SELECT Column1, Column2, Column3 FROM metadata WHERE WHERE_CLAUSE;

For example:

empd-admin query 'Country = "Germany"' SampleName

will transform into:

SELECT SampleName FROM metadata WHERE Country = "Germany";

and result in a markdown table for the SampleName:

In [9]: !empd-admin query 'Country = "Germany"' SampleName
<details><summary>Country = "Germany"</summary>

| SampleName
| ---
| test_a1
| test_a2
| test_a3


Displaying 3 of 3 rows
</details>

When combining this with pandoc, you can also directly transform it to HTML

In [10]: !empd-admin query 'Country = "Germany"' SampleName | pandoc -o query.html
Country = "Germany"
SampleName
test_a1
test_a2
test_a3
Displaying 3 of 3 rows

You can also dump them as a file to the queries folder of your repository with the --output and --commit options:

In [11]: !empd-admin query 'Country = "Germany"' SampleName -c
<details><summary>Country = "Germany"</summary>

| SampleName
| ---
| test_a1
| test_a2
| test_a3


Displaying 3 of 3 rows
</details>

In [12]: cat queries/query.tsv
SampleName
test_a1
test_a2
test_a3

Transform into postgres

Assuming you have Postgres installed on your system and a running postgres database server, you can transform the EMPD meta data in a relational database, as it is available in the EMPD-data repository.

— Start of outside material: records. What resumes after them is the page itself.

PR #132, opened 2025-07-16
Automated jobs query

bcote-anl:
- Added django management command to query the qstat function and populate a database entry (used as cached)
- Added simple database entry for the qstat details
- Added django migration file
- Added feature in views.py to use cached details whenever appropriate
- Added cron job script to query the qstat function every minute


resource_server_async/management/commands/query_model_status.py
atanikan, line 1: We current use .env and the SOPHIA_QSTAT_ENDPOINT_UUID variable to query model status. If we have more than one cluster I wonder if there is a smarter way to automatically parse through them. Need not be fixed in this PR but worth thinking about.

bcote-anl:
That's a fantastic point! Amazingly, this is what we define in settings.py
ALLOWED_QSTAT_ENDPOINTS = {
    "sophia":{
        "endpoint_uuid":os.getenv("SOPHIA_QSTAT_ENDPOINT_UUID"),
        "function_uuid":os.getenv("SOPHIA_QSTAT_FUNCTION_UUID")
    }
}

This means I was able to easily loop through all clusters (here just Sophia) in the management command. I pushed the change. Please let me know what you think.

PR #145, opened 2025-09-24
added whoami route

bcote-anl:
- Route that introspects the token and return user information.
- Returns auth check error if the token is not valid.

This will create a new user in the database if not already created (in order to track access activity in the database). This URL will trigger a GET information in the database every time. The advantage is that we can now let the WebUI query this URL and let our API decide whether a user is authorized to access our service. Otherwise, we need to duplicate all of the auth checks into the webui, and we need to always keep the webui and API in sync if we change something in the API.

### DIFF
--- a/resource_server_async/views.py
+++ b/resource_server_async/views.py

Just create postgres database using

In [13]: !createdb MyEMPD

and then incorporate your data as

In [14]: !empd-admin createdb -db MyEMPD
Importing in postgresql://postgres@localhost/MyEMPD with /opt/conda/envs/empd-admin/bin/python /tmp/tmp0tzagvu0/postgres/scripts/import_into_empd2.py ./test.tsv --database-url postgresql://postgres@localhost/MyEMPD --no-dump

Then you can access it via

In [15]: !psql MyEMPD

Finishing a data contribution

When you are satisfied with your data contribution, you can finish the contribution.

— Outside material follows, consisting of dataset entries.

PR #151, opened 2025-10-01
Rate limit

bcote-anl:
* Adjusting rate limit per authenticated user
* Adding request.user light object to make sure Ninja Throttles see authenticated users
* Added re-usable function to check if something is in the cache
* Bypass database operations for repeating Auth errors that are the same
NOTE: did not do it here, but we could in the future re-use the same logic for all kinds of errors.


atanikan (approved):
LGTM

PR #168, opened 2025-11-05
Auth IdP streamlined + error message edit 

bcote-anl:
- Now we do not rely on IdP UUID (which according to Globus can change over time), we only rely on the IdP domain extracted from the username field. This also helps in adding new labs in our policy, since sometime it's not obvious to find their IdP UUID, but it's very easy to just add the domain
- Modified the error message when users loose their session so that they are informed to logout from Globus and re-authenticate with "--force"


atanikan (approved):
LGTM

PR #223, opened 2026-04-08
reduced timeout and remove thread

bcote-anl:


gunicorn_asgi.config.py
```diff
@@ -31,8 +31,8 @@
 worker_class = "resource_server_async.uvicorn_workers.InferenceUvicornWorker"
 
 # Worker configuration
-workers = 5  # Reduced to 5 for our VM
-threads = 4  # Increase threads per worker for better concurrency
+workers = 5
+threads = 1
 worker_connections = 1000  # Maximum number of simultaneous clients per worker
```
masalim2: I believe this also only applies for synchronous WSGI workers: https://gunicorn.org/reference/settings/#worker_connections 

> This setting only affects the gthread, eventlet and gevent worker types.

masalim2 (approved):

This will remove all the intermediate working files (e.g. our new meta data test.tsv or the failed samples failures/failed.tsv) and merge the new data into the base meta file meta.tsv of the EMPD.

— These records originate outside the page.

PR #231, opened 2026-04-21
LCF-65: Token rate limiting

masalim2:
This PR adds token-based rate limiting to the inference service with some sane defaults that can be adjusted per-model by updating the endpoint fixtures.  

Change summary:
- Factor out the endpoint slug formatting logic
- Added `tpm_model` and `tpm_user` to the `BaseEndpoint.__init__()` contract and updated all endpoint subclasses.   This allows us to set a model-wide and per-user tokens/minute rate limit at the level of each endpoint in the system.
    - `tpm` abbreviation was chosen to align with [popular usage in LiteLLM](https://docs.litellm.ai/docs/proxy/configs#load-balancing)
    - I chose to make these non-optional in the Python layer since database defaults will flow from the Endpoint models.  I added a Django migration to set some reasonable defaults (60k per user / 100k per model) on each endpoint.  
    - This can be overriden by setting `tpm_model` and `tpm_user` in the endpoints fixture files directly.  Setting the tpm values less than or equal to 0 will completely disable the throttling.
    - The rate limiting logic is implemented on the `BaseEndpoint` class since it doesn't need to vary with the backend.  Call `endpoint.check_token_rate_limit(user)` to determine if the user has exceeded their usage of the endpoint.  Call `endpoint.record_token_usage(user, num_tokens)` to record usage every time a user consumes tokens. 
    - The views call `check_token_rate_limit` and return `HTTP 429 Too Many Requests` with context about the current usage level.
    - The Request loggers (`_upsert_request_metrics_auto` and `update_batch`) will check the `total_tokens` value and call `record_token_usage`.
    - The `TokenRateLimiter` class contains the Redis-based implementation.  TPM limiting is just disabled if the redis client is not available.  Temporary redis keys which rotate every 60 seconds are used to accumulate the total tokens at the model and user levels.  the use of redis `incrby()` and `pipeline(transaction=True)` ensures that the redis updates are atomic and safe for multiple workers.
    - Reduced `log.info` --> `log.debug` for the very high frequency cache utilities.

I think we should run the following manual tests before merging:
- [x] Regular inference OK
- [x] Streaming inference OK
- [x] Batch inference OK
- [x] SAM3 Inference OK
- [x] Regular inference request: rate limited (observed 429 response)
- [x] Batch inference request: rate limited (observed 429 response)
- [x] Rate limit clears normally after 1 minute
- [x] Rate limit can be fully disabled by setting `tpm_model` and `tpm_user` to zero in DB
- [x] Rate limit can be manually adjusted (e.g. set really low to test throttling works) in the DB


resource_server_async/rate_limiters.py
```diff
@@ -0,0 +1,69 @@
...
+
+    def record(self, user_id: str | None, tokens: int) -> None:
+        """
+        Call after LLM response with actual token counts to record the usage of the model.
+        """
+        model_key, user_key = self._keys(user_id)
+        pipe = self.redis.pipeline(transaction=True)
+
+        pipe.incrby(model_key, tokens)
+        pipe.expire(model_key, 120)  # 2x window so stragglers don't lose the key
```
bcote-anl: I understand that the value associated with model_key is cached for 2 minutes to prevent stragglers. However, since the `check()` function above looks at `current_model < self.tpm_model)` and `current_user < self.tpm_user`, does it mean that effectively `tpm_model` and `tpm_user` are token limits per 2 minutes, not per single minute?

resource_server_async/rate_limiters.py
```diff
@@ -0,0 +1,69 @@
...
+
+        allow = True
+        if self.tpm_model > 0:
+            allow = allow and (current_model < self.tpm_model)
+        if self.tpm_user > 0:
+            allow = allow and (current_user < self.tpm_user)
+
+        return TokenLimiterCheck(allow, current_model, current_user)
+
+    def record(self, user_id: str | None, tokens: int) -> None:
```
bcote-anl, line 52: This is very cool that we can safely do that with Redis! It's simple and clean.

resource_server_async/rate_limiters.py
bcote-anl: In the `_keys()` function, I'm wondering if we should remove the `{minute}` part and simply cache the key/value for 60 seconds instead of 120 seconds? This might remove the stragglers "problem" while still preserving the nice Redis logic you have in there. Unless I'm missing something?

masalim2: - To your first point, even though the keys linger in the cache for 2 minutes, they should still "roll over" to a new key every minute as `time.monotonic() // 60` jumps up to the next value.  So the window should effectively reset every minute!  
- To your second point, yes, I like that suggestion better!  It looks like `cache.set(key, 0, nx=True, ex=60)` will do the magic trick of **only setting the TTL on the first request**.  Then I can safely call `pipe.incrby(key, tokens)` to grow the counter which will naturally expire at 60 seconds rather than trying to account for the workers clocks drifting. 

This is a cleaner approach, and I also like that the window starts at the time of the user's first request (e.g. if a user starts hitting the API at `12:23:40`, the window would extend to `12:24:40` instead of resetting at `12:24:00` and giving them a slight advantage).

bcote-anl: - To the first point, thanks for clarifying, it's a nuance I did not fully understood before your clarification, thanks!
- To the second point, I'm glad you like the idea! And it will still use the nice Redis magic you are introducing, which I like quite a lot.

resource_server_async/utils.py
```diff
@@ -621,7 +621,7 @@ def get_item_from_cache(cache_key):
     try:
         cached_item = cache.get(cache_key)
         if cached_item:
-            log.info(f"Retrieved {cache_key} from cache.")
+            log.debug(f"Retrieved {cache_key} from cache.")
```
bcote-anl, line 624: This is the best change I've seen in a while in terms of "how rewarding it is" vs "the size of the change"

resource_server_async/views.py
```diff
@@ -323,28 +321,39 @@ async def post_batch_inference(request, cluster: str, framework: str, *args, **k
...
+            request,
         )
 
     # Block access if the user is not allowed to use the endpoint
     response = endpoint.check_permission(request.auth, request.user_group_uuids)
     if (response.is_authorized == False) or response.error_message:
         return await get_response(response.error_message, response.error_code, request)
 
+    # Return 429 status if TPM limits are exceeded
+    tpm_check = endpoint.check_token_rate_limit(request.auth)
```
bcote-anl: Thanks for editing the views.py! However, here I don't think we should impose rate limit for "batch". A batch will start a specific PBS job for the user and run all of the input prompts provided by the user. It can take hours and the whole process will be triggered by one single API call. This means the user will have the PBS job (the compute node) fully dedicated to their batch request, meaning that no other user will be able to use the LLM on that node. Since the rate limit we are imposing with this PR aims to protect our resources so that our live models remain responsive, I don't think it should apply to batches.

resource_server_async/views.py
```diff
@@ -634,25 +643,33 @@ async def post_inference(
...
+    assert endpoint is not None
+
+    log.info(f"endpoint_slug: {endpoint.endpoint_slug} - user: {request.auth.username}")
 
     # Block access if the user is not allowed to use the endpoint
     response = endpoint.check_permission(request.auth, request.user_group_uuids)
     if (response.is_authorized == False) or response.error_message:
         return await get_response(response.error_message, response.error_code, request)
 
+    # Return 429 status if TPM limits are exceeded
```
bcote-anl, line 651: Perfect :)

resource_server_async/views.py
masalim2: Removing the Batch rate limiting logic!  Just echoing for my own understanding: I can see now that Batch is using a totally different function UUID that runs `python -m vllm.entrypoints.openai.run_batch` as a standalone "offline" job

bcote-anl (approved):
Looks great!

masalim2:
Closing -- this work is incorporated in #234 and will be merged there!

In [16]: !empd-admin finish --commit
Starting test run with /opt/conda/envs/empd-admin/bin/pytest --empd-meta=./test.tsv --markdown-report=/tmp/tmpir8lpohl_test/report.md --fix-db -v -k fix_sample_data_formatting --commit /tmp/tmpir8lpohl_test/tests/fixes.py
Importing in postgresql://postgres@localhost/tmpg0cldh3u_empd with /opt/conda/envs/empd-admin/bin/python /tmp/tmp0tzagvu0/postgres/scripts/import_into_empd2.py ./test.tsv --database-url postgresql://postgres@localhost/tmpg0cldh3u_empd

In [17]: log = !git log -8
   ....: print(log.n)
   ....: 
commit 41a7c231847fe011be03372dae810e9de785b5f6
Author: EMPD-admin <postgres@b7da7f78ba1e>
Date:   Thu Mar 12 13:52:57 2020 +0000

    Removed test.tsv to finish the PR

commit 2ee018a237820eb5854a5960504adaec2e88e2e9
Author: EMPD-admin <postgres@b7da7f78ba1e>
Date:   Thu Mar 12 13:52:57 2020 +0000

    Removed extracted queries

commit 0ac6a167d70561207bc3a5b8acb46e6ac93894cb
Author: EMPD-admin <postgres@b7da7f78ba1e>
Date:   Thu Mar 12 13:52:57 2020 +0000

    Removed extracted failures

commit a9a2e637b547fb9da105ea386147dbe3756e1b10
Author: EMPD-admin <postgres@b7da7f78ba1e>
Date:   Thu Mar 12 13:52:56 2020 +0000

    Merged test.tsv into meta.tsv [skip ci]

commit 52eb2999f7d4fc3c1ad83fe4995f3614cef68581
Author: EMPD-admin <postgres@b7da7f78ba1e>
Date:   Thu Mar 12 13:52:55 2020 +0000

    Updated tab-delimited files from EMPD2 postgres database

commit b643a580791a1ff425ef5bc8d7517b53e72b4581
Author: EMPD-admin <postgres@b7da7f78ba1e>
Date:   Thu Mar 12 13:52:52 2020 +0000

    Removed postgres dump of test.tsv

commit 4c72300f0d0b2ff8fe5bdb59aa9ad0c5d0ed5083
Author: EMPD-admin <postgres@b7da7f78ba1e>
Date:   Thu Mar 12 13:52:52 2020 +0000

    Added postgres dump for test.tsv

commit 3a57ace27dade30e58d254469a1858d5576f3cec
Author: EMPD-admin <postgres@b7da7f78ba1e>
Date:   Thu Mar 12 13:52:51 2020 +0000

    Updated fixed tables

That’s it. Now we could merge this contribution into the EMPD from within Github.